News

Why Monitor our Streams? Because Knowledge Is Power!

By Ron Klauda and Bob Boxwell

(August 2024)

The Cove Point Natural Heritage Trust owns the Hellen Creek Forest & Wildlife Preserve located on both sides of the upper tidal section of the Hellen Creek watershed that includes upstream past the head-of-tide. These upper reaches of Hellen Creek, above the Mill Bridge Road crossing, includes an open area were the stream winds back into the forest. Wood ducks and beavers are part of the wildlife here, and the setting along this expansive watershed area is idyllic.

But how healthy are our streams leading into the creek? Why does it run coffee brown after a downpour? Are invasive aquatic species a problem? Have Northern Snakeheads and Blue Catfish found our creek? What about the invasive phragmites? There were non-native Mute Swans here as recently as 2020. Are they gone for good?

In only makes sense that the Trust should want to know more about the watershed it occupies and wants to protect. A new Five-Year Strategic Plan references this concept and a new, energized Board of Trustees is providing the impetus to support quarterly water testing to document and track changes in the ecological health of the streams that drain into the creek.
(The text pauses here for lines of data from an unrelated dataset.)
PR #12853, opened 2026-04-06
Positron Notebooks | Add keyboard shortcut for executing cell and adding new one beneath

nstrayer:
Addresses #11773

This PR adds a new command (alt + enter) for positron notebooks that runs the active cell and then inserts a new cell beneath it. This is the same behavior as shift + enter at the final cell in a notebook but enables new cells to be added when messing with non-terminal parts of the notebook.

https://github.com/user-attachments/assets/478b04dc-90fd-45eb-ba13-75378794808f

A few architectural decisions:

Here are the architectural notes for your PR body:

---

- **Extracted `executeActiveCell()` helper.** The shared logic between Shift+Enter and Alt+Enter (resolve active cell, exit edit mode, run code cell, close markdown editor) was duplicated inline. I pulled it into a helper that returns the cell so each caller only contains its post-execution logic. This _could_ have been added to the notebook instance but felt minor enough to keep in the contribution file inline.

- **No multi-selection handling.** Upstream VS Code's Alt+Enter operates on the single active cell even when multiple cells are selected. We match that behavior here. 

#### New Features

- Added Shift + Enter keyboard shortcut to the Positron Notebook Editor to run active cell and insert a new cell immediately beneath.

#### Bug Fixes

- N/A

### QA Notes

1. Open a `.ipynb` file in the Positron notebook editor
2. Place cursor in a code cell that is not the last cell
3. Press Alt+Enter (Option+Enter on Mac)
4. Verify the cell runs and a new empty code cell is inserted below with focus
5. Repeat from the last cell -- should behave the same (not just move down)
6. Verify Shift+Enter still works as before (runs cell and moves to next, no insert)

### DIFF
--- a/src/vs/workbench/contrib/positronNotebook/browser/positronNotebook.contribution.ts
+++ b/src/vs/workbench/contrib/positronNotebook/browser/positronNotebook.contribution.ts
@@ -60,6 +60,7 @@ import { ILogService } from '../../../../platform/log/common/log.js';
 import { INotificationService } from '../../../../platform/notification/common/notification.js';
 import { UpdateNotebookWorkingDirectoryAction } from './UpdateNotebookWorkingDirectoryAction.js';
 import { IPositronNotebookInstance } from './IPositronNotebookInstance.js';
+import { IPositronNotebookCell } from './PositronNotebookCells/IPositronNotebookCell.js';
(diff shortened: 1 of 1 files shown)


seeM (approved):
Looks good!

PR #12857, opened 2026-04-07
Allow viewer apps to turn off preview

lionel-:
Progress towards https://github.com/posit-dev/positron/issues/12856

Companion PR: https://github.com/posit-dev/shiny-vscode/pull/109

In https://github.com/posit-dev/positron/pull/12545 we added the possibility for viewer apps to run in console sessions instead of the terminal. https://github.com/posit-dev/shiny-vscode/pull/108 took advantage of that for Shiny apps. However shiny-vscode has a `previewType` setting to control whether to preview the app that is no longer respected in the console path.

`previewType` allows to disable the app launch (equivalent to `runApp(launch.browser = FALSE)`), open in an internal browser (in Positron, use the viewer), or an external one (the OS browser). Implementing the external and none settings from shiny-vscode is currently not possible because we need at least a way to disable the URL detector that scans the output for a server URL.

This PR implements a new `preview: 'internal' | 'external' | 'none'` option. `internal` is the default to open in the viewer, and the other two options open in the OS browser and don't open at all respectively. This new option is implemented for both the terminal and console paths.

#### New Features

- A new `positron.runApp.previewMode` setting controls where application previews open by default. Choose between the Viewer pane, an editor tab, an external browser, or no preview at all. This applies to all apps launched through Positron's Run App framework, including Flask, Dash, FastAPI, Gradio, and Streamlit. Note that Shiny applications remain governed by the existing `shiny.previewType` setting.

#### Bug Fixes

- N/A

### QA Notes

Once the Shiny-side PR has been merged and we've bumped the version:

- When `shiny.previewType` is set to `external`, the OS browser should open. Nothing opens in the viewer.
- When set to `none`, the app does not open at all.
- When set to `simple browser`, the internal viewer should be used.

The terminal path also supports external and none. Nothing exercises that path yet but I've modified shiny-vscode to test it manually and check it works.


lionel-:
Garrick let me know that the "simple browser" preview is useful, so I've added two ways to support it.

- Initially I thought it was a shiny-vscode feature so I've added `preview: 'manual'` as an escape hatch to let the caller open the app itself. When set to manual, `runApplication()` and `runApplicationInConsole()` return the detected URL to the caller instead of `undefined`, or throw an error if the URL can't be detected.

- Then I learned that Simple Browser is an API of a builtin VS Code extension 🤦. So I added `preview: 'simple'` to make it easy for callers to use it.

I've kept the `'manual'` escape hatch since it makes sense in general. A caller may want to use positron-run-app with the URL detection mechanism but still be in control of how to open the app URL.

At this point I'm now thinking we could add a `'default'` option that would map to `'internal'` by default but would be controllable with a new setting. Basically the equivalent of `shiny.previewType` but for all Positron apps that pass `'default'` (which would be the... default). WDYT?

extensions/positron-run-app/src/api.ts
```diff
@@ -16,6 +16,23 @@ import { AppPreviewOptions, Config, PositronProxyInfo } from './types.js';
 import { shouldUsePositronProxy, showShellIntegrationNotSupportedMessage, showEnableShellIntegrationMessage } from './api-utils.js';
 
 
+type PreviewMode = 'internal' | 'external' | 'simple' | 'none' | 'manual';
```
jmcphers: This type is repeated a lot -- maybe declare an enum? then you can use `keysof` and reduce some inline duplication.

extensions/positron-run-app/src/api.ts
```diff
@@ -698,14 +750,25 @@ export class PositronRunAppApiImpl implements PositronRunApp, vscode.Disposable
...
+		switch (options.preview) {
+			default:
+			case 'internal':
+				positron.window.previewUrl(previewUri, options.previewSource);
+				break;
+			case 'external':
+				await vscode.env.openExternal(previewUri);
+				break;
+			case 'simple':
+				await vscode.commands.executeCommand('simpleBrowser.api.open', previewUri.toString(true), {
```
jmcphers, line 775: I think the Simple Browser is effectively going to be deprecated now that VS Code has an integrated browser. https://code.visualstudio.com/docs/debugtest/integrated-browser. We just don't have that browser b/c we aren't up to date with upstream.

What do you think about calling this the "integrated" browser or something more generic? We can have it open the simple browser in practice until we get the integrated browser from upstream.

jmcphers (dismissed):

jmcphers:
> At this point I'm now thinking we could add a 'default' option that would map to 'internal' by default but would be controllable with a new setting. Basically the equivalent of shiny.previewType but for all Positron apps that pass 'default' (which would be the... default). WDYT?

Seems reasonable. IIRC RStudio does this by remembering your choice:

image

extensions/positron-run-app/src/api.ts
lionel-: I went with an exported type alias since the `d.ts` for an extension can't contain enums (or we'd need to thread a runtime definition of the enum through the extension exports and that feels complicated).

extensions/positron-run-app/src/api.ts
lionel-: oh nice. Since both the simple and integrated browsers open in an editor, I propose to call that option `'editor'`. And then we can rename `'internal'` to `'viewer'`, so that the options nicely describe where the app is opened in the UI.

lionel-:
Here is the new setting to control the default:

Screenshot 2026-04-08 at 09 00 06

PR #12859, opened 2026-04-07
Add support for comm notifications from frontend to backend

### LINKED ISSUE #7448: Support backend-side events/notifications in OpenRPC contracts

lionel-:
Closes https://github.com/posit-dev/positron/issues/7448
Progress towards https://github.com/posit-dev/positron/issues/7449

Companion PR: https://github.com/posit-dev/ark/pull/1140

Currently we don't support comm notifications from the frontend to the backend (https://github.com/posit-dev/positron/issues/7448). To work around this, we use RPCs instead and just ignore the response. However this has significant downsides as RPCs are expected to respond promptly within a 5 second timeout. If the runtime is unable to respond right away because it's busy, and the request is awaited instead of being sent in a fire and forget way, we get:

- Log warnings about timeouts
- Or worse, user-visible delay until timeout is reached

See https://github.com/posit-dev/positron/issues/12251 and https://github.com/posit-dev/positron/pull/12576 for a recent bad case of this. See also https://github.com/posit-dev/positron/issues/3659 and https://github.com/posit-dev/positron/pull/7286.

With the default timeout, using RPCs for fire-and-forget notifications is kind of a footgun. To prevent this sort of issues in the future, this PR implements the missing paths for notifications from frontend to backend:

- Support in comm generation
- "Plot render settings" is now a notification. Progress towards https://github.com/posit-dev/positron/issues/7449. This serves as a POC on the Python side.
- "Frontend ready" (from https://github.com/posit-dev/positron/pull/12312) is now a notification.

The companion PR implements both notifications on the Ark side.

#### New Features

- N/A

#### Bug Fixes

- N/A

### QA Notes

@:plots
@:ark

### DIFF
--- a/extensions/positron-python/python_files/posit/positron/positron_comm.py
+++ b/extensions/positron-python/python_files/posit/positron/positron_comm.py
@@ -145,6 +145,16 @@ class PositronComm:
             The Pydantic model to parse the message with.
         """
 
+        def _is_rpc(raw_msg: JsonRecord) -> bool:
+            """JSON-RPC requests have an `id` field; notifications don't."""
+            content = raw_msg.get("content")
+            if not isinstance(content, dict):
+                return False
+            data = content.get("data")
+            if not isinstance(data, dict):
+                return False
+            return "id" in data
+
         def _handle_msg(
             raw_msg: JsonRecord,
         ) -> None:
@@ -162,10 +172,13 @@ class PositronComm:
                         and error["ctx"]["discriminator_key"] == "method"
                     ):
                         method = error["ctx"]["discriminator_value"]
-                        self.send_error(
-                            JsonRpcErrorCode.METHOD_NOT_FOUND,
-                            f"Unknown method '{method}'",
-                        )
+                        if _is_rpc(raw_msg):
+                            self.send_error(
+                                JsonRpcErrorCode.METHOD_NOT_FOUND,
+                                f"Unknown method '{method}'",
+                            )
+                        else:
+                            logger.warning(f"Unknown notification method '{method}'")
                         return
 
                     elif (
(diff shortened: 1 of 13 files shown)


jmcphers (dismissed):
Nice, this is an improvement over empty RPCs! 

Image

We must monitor regularly and consistently over the long run to know if our streams are getting better or worse or staying about the same. If the Trust doesn’t monitor (plus lab test, survey, study, and observe), there is but one conclusion to be drawn: “We don’t really know what’s going on.”

The best the Trust can and will do is establish a current baseline, keep monitoring, and document future changes. Monitoring should never be a “Do it once and walk away” effort. Additional years of water monitoring will build a data base that will eventually, within 10 years or so, transform into a time series. Achieving that important but challenging goal is necessary to give us the knowledge needed to determine if our streams are improving or degrading or unchanged, compared to the 2024-2025 baseline.
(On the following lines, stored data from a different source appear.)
PR #12870, opened 2026-04-07
Migrate remaining providers to Authentication extension

melissa-barca:
Addresses #12753

#### New Features

- Migrate authentication for all language model providers to the Authentication extension (#12753)

#### Bug Fixes

- N/A

### QA Notes

@:assistant

### DIFF
--- a/extensions/authentication/package.nls.json
+++ b/extensions/authentication/package.nls.json
@@ -3,5 +3,8 @@
 	"configuration.aws.inferenceProfileRegion.description": "Override the inference profile region for AWS services.\n\nBy default, the inference profile region is derived from `AWS_REGION` (e.g., 'us-east-1' -> 'us'). Use this setting to explicitly specify a different region.\n\nExamples: 'global', 'us', 'eu', 'apac'.",
 	"configuration.snowflake.credentials.description": "Variables used to configure Snowflake Cortex provider.\n\nExample: to set the Snowflake account and connections path, add items with keys `SNOWFLAKE_ACCOUNT` and `SNOWFLAKE_HOME`.",
 	"configuration.anthropic.baseUrl.description": "Custom Anthropic API base URL. Overrides the default https://api.anthropic.com endpoint. Also set automatically from the ANTHROPIC_BASE_URL environment variable.",
-	"configuration.foundry.baseUrl.description": "Microsoft Foundry endpoint URL."
+	"configuration.foundry.baseUrl.description": "Microsoft Foundry endpoint URL.",
+	"configuration.openai.baseUrl.description": "Custom OpenAI API base URL. Overrides the default https://api.openai.com/v1 endpoint. Also set automatically from the OPENAI_BASE_URL environment variable.",
+	"configuration.google.baseUrl.description": "Custom Gemini API base URL. Overrides the default https://generativelanguage.googleapis.com/v1beta endpoint.",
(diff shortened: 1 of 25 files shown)


extensions/authentication/package.nls.json
```diff
@@ -3,5 +3,8 @@
...
 	"configuration.snowflake.credentials.description": "Variables used to configure Snowflake Cortex provider.\n\nExample: to set the Snowflake account and connections path, add items with keys `SNOWFLAKE_ACCOUNT` and `SNOWFLAKE_HOME`.",
 	"configuration.anthropic.baseUrl.description": "Custom Anthropic API base URL. Overrides the default https://api.anthropic.com endpoint. Also set automatically from the ANTHROPIC_BASE_URL environment variable.",
-	"configuration.foundry.baseUrl.description": "Microsoft Foundry endpoint URL."
+	"configuration.foundry.baseUrl.description": "Microsoft Foundry endpoint URL.",
+	"configuration.openai-api.baseUrl.description": "Custom OpenAI API base URL. Overrides the default https://api.openai.com/v1 endpoint. Also set automatically from the OPENAI_BASE_URL environment variable.",
+	"configuration.google.baseUrl.description": "Custom Gemini API base URL. Overrides the default https://generativelanguage.googleapis.com/v1beta endpoint.",
```
georgestagg: Should we add a `GEMINI_BASE_URL` environment variable so as to match openai and anthropic?

georgestagg (dismissed):
Thanks! I tested by setting

```
  "positron.assistant.provider.openAI.enable": true,
  "positron.assistant.provider.customProvider.enable": true,
  "positron.assistant.provider.google.enable": true,
  "positron.assistant.unfilteredProviders": ["openai-compatible"],
```

The following configurations worked:

* OpenAI (Responses API) - default base URL
* OpenAI (Responses API) - proxied custom URL
* Custom Provider ("OpenAI compatible") - OpenRouter URL + API key

These two didn't work:

* Custom Provider - Local model (LMStudio) + empty API key
* Gemini - default base URL

It looks like the Google Gemini provider was possibly already broken before this work. At least, the `retrieveModelsFromApi()` method was not implemented for Google.

I've pushed commits that fixes both these issues. With them, Gemini works as expected with the default base URL and by proxying with a custom URL. Custom Provider with local models also works, but I have to set `unfilteredProviders` so that the local models appear in the model picker.

Before merging, please can you look over the changes in the two extra commits to make sure they look reasonable?

extensions/authentication/package.nls.json
melissa-barca: Good catch, this was part of our original plan. I added support for it, but realized current functionality for Gemini, OpenAI, and Anthropic (already on main) overwrites the user settings with the value from the env variable. This feels wrong to me. I think the order of preference should be user setting > env variable, but this does differ from the functionality we just released for Anthropic.

melissa-barca:
@georgestagg the commits you added look good to me!

extensions/authentication/package.nls.json
georgestagg: Since fixing this would touch stuff already on `main` shall we open an Issue and deal with it in a separate PR after this one is merged?

melissa-barca: Good plan, issue filed: https://github.com/posit-dev/positron/issues/12894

Beyond the basic water chemistry monitoring the Trust waded into this year, we are also considering the addition of a biological component to our monitoring program. Collecting and identifying benthic macroinvertebrates and fish offer an opportunity to ask the critters that live in our streams if their ‘homes’ are healthy or not. We’d also like to know if there are any rare, threatened, endangered, and invasive aquatic animals living in Preserve streams. As the title of this article says, “Knowledge is power”, and the more knowledge we have, the better.

If you would like to receive more information on our specific testing parameters and monitoring results, please write to:

bfall@cpnht.org


A Hard Rain’s A-Gonna Fall

by Ron Klauda

(26 March 2024)

This song by Bob Dylan is an apt description of what the Hellen Creek watershed experienced on March 23 rd . Mike Gardner, President of the Cove Point Nature Heritage Trust, recorded 4.33 inches of rainfall over about 9-1/2 hours at his Tempest One weather station at Preston Point, Lusby MD. Gravity took control of this downpour that fell onto steep slopes of already saturated and highly erodible Calvert County soils. Then, upper Hellen Creek turned into a raging, chocolate brown torrent (see videos).
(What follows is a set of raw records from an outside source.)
PR #12871, opened 2026-04-07
Fix/notebook error boundary placement

nstrayer:
Partially addresses #11802.

The editor-level `NotebookErrorBoundary` was nested within three context providers (`NotebookVisibilityProvider`, `NotebookInstanceProvider`, `EnvironentProvider`). If any provider threw during render, the error escaped the boundary entirely. 
With React 19's `createRoot`, an uncaught can producing the blank notebook screen because it unmounts the whole tree.

This PR moves the error boundary above the providers so it can catch errors from anywhere in the notebook component tree, showing the fallback error UI with a "Reload" button instead of a blank screen.

### Example
Here's an example of running a known failing output type on a windows machine (Leaflet/Folio). The output doesnt show but at least the notebook itself doesnt crash.

image

### Note
This _partially_ addresses the linked issue because the rendering still won't work, but at least the notebook wont go totally blank (in theory.)

#### New Features
- N/A

#### Bug Fixes
- Fixed a case where notebook rendering errors could produce a blank screen instead of showing the error recovery UI (#11802)

### QA Notes

@:positron-notebooks

1. Open a notebook with several cells (code + markdown)
2. Verify cells render normally -- no regression
3. Verify the error boundary fallback UI still appears for render errors (the "Something went wrong" message with Retry/Reload buttons)

### DIFF
--- a/src/vs/base/browser/positronReactRenderer.tsx
+++ b/src/vs/base/browser/positronReactRenderer.tsx
@@ -118,6 +118,9 @@ export class PositronReactRenderer extends Disposable {
 		super();
 
 		// Create the root.
+		// TODO: Consider passing onUncaughtError/onCaughtError callbacks to
+		// createRoot for better diagnostics when errors escape all error
+		// boundaries. This won't prevent unmounting but would log context.
 		this._root = createRoot(container);
 	}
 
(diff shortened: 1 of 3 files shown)


dhruvisompura (approved):
Tested this on Mac by manually throwing errors in the different providers to simulate an error. Things looked pretty good to me!

Issue #12155, opened 2026-02-26
Quarto Inline Output: Show success/fail and timing in cell output


jmcphers:
Positron notebooks have a pretty nice treatment for errors:

<img width="561" height="183" alt="Image" src="https://github.com/user-attachments/assets/7903961e-f261-4423-a383-a2cf1241cc31" />

Compare to inline output:

<img width="503" height="150" alt="Image" src="https://github.com/user-attachments/assets/10425611-4b4e-47b1-9d85-b897e69b3b7d" />

We should reuse the treatment from notebooks, possibly even by reusing the same UI component:

- The execution status (success/fail with icon) should be drawn
- The execution timing (how long it took, when it ran) should be drawn
- With the addition of the execution status icon, we can stop coloring the whole cell differently when it fails (which can impair readability)

Adding these to the _top_ of the cell execution results might also enable us to move the somewhat nonstandard vertical toolbar currently displayed on outputs to the top.

testlabauto:
### Verified Fixed
    Positron Version(s) : 2026.05.0-53
    OS Version          : OSX

### Test scenario(s) 

Looks good

<img width="1021" height="186" alt="Image" src="https://github.com/user-attachments/assets/f7501d54-d51b-4d98-9c6f-d4aafc0e1b75" />

### Link(s) to test cases run or created:

PR #12873, opened 2026-04-07
Add Quarto cell status line

jmcphers:
This change aligns the Quarto inline output experience with the Positron notebook experience in several ways:

The cell's execution status is displayed while it is running, and status along with timing info is shown when complete. Some styling and resources are reused from the notebook component. In addition to visual parity, this component provides better tactile feedback when a cell runs (formerly running a cell that produced no output was a very unsatisfying experience).

image

Error treatment is also improved; instead of turning the whole background red, we rely on the red status indicator.

Addresses https://github.com/posit-dev/positron/issues/12155.

#### New Features

- Quarto inline output cells receive a new status line showing execution status and time (#12155)

#### Bug Fixes

- N/A

### QA Notes

Just like Positron notebooks, this metadata (when was the cell run? how long did it take) is only available in the current Positron session; it is not saved to disk. You will not see the values (or the cell status line at all) when opening a file with saved outputs.

test tags: `@:quarto` `@:notebooks` `@:positron-notebooks`

### DIFF
--- a/src/vs/workbench/contrib/positronQuarto/browser/media/quartoOutputViewZone.css
+++ b/src/vs/workbench/contrib/positronQuarto/browser/media/quartoOutputViewZone.css
@@ -432,8 +432,14 @@
 	position: relative;
 }
 
+/* Hide the upstream ::after separator by default (from CodeCellStatusFooter.css) */
+.quarto-output-status-bar .code-cell-footer-duration::after {
+	display: none;
+}
+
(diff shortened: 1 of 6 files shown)


seeM (dismissed):
Looks good. It seems to stay on "Just now" until after I change tabs away and back. May be an existing bug in the notebook editor too.

May also want to consider slightly delaying/debouncing the execution status and CPU usage, for when fast cells are run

Non-tidal streams are dynamic systems, so seasonal and storm-associated changes in flow are to be expected. Naturally, along with elevated flows come increases in the downstream transport of sediments---soil erosion from upslope areas plus stream bank and bed erosion.

Human activities can exacerbate natural variations in stream flow and sediment transport. Stormwater runoff and soil erosion from upstream construction sites, urban areas, and places in the landscape where vegetation has been removed can have severe negative impacts on stream biota. High flows can destroy aquatic vegetation, degrade physical habitat, and expose benthic macroinvertebrates and fish to an influx of toxic contaminants washed off the human-altered landscape.

The Friends of Hellen Creek don’t know the severity of the ecological impacts of the caused by the March 23 rd “flood”. For sure, the videos clearly show that a lot of sediment was transported downstream to the tidal creek and on into the Patuxent River….not good news for the Chesapeake Bay’s sediment and nutrient diet. On a more positive note, the beaver ponds on upper Hellen Creek, just downstream from the Old Mill Rd. culvert where the videos were shot, likely intercepted some of the eroded sediments.

Climate scientists tell us that annual rainfall is increasing in Maryland, and more of our rain is now falling as downpours (like the March 23 rd storm), which is increasing the frequency of inland flooding events (like the videos in upper Hellen Creek show). This situation is only expected to worsen by 2050 and beyond. Better stormwater management is one important adaptive strategy that we must embrace to protect the Hellen Creek watershed, the Patuxent River, and the Chesapeake Bay.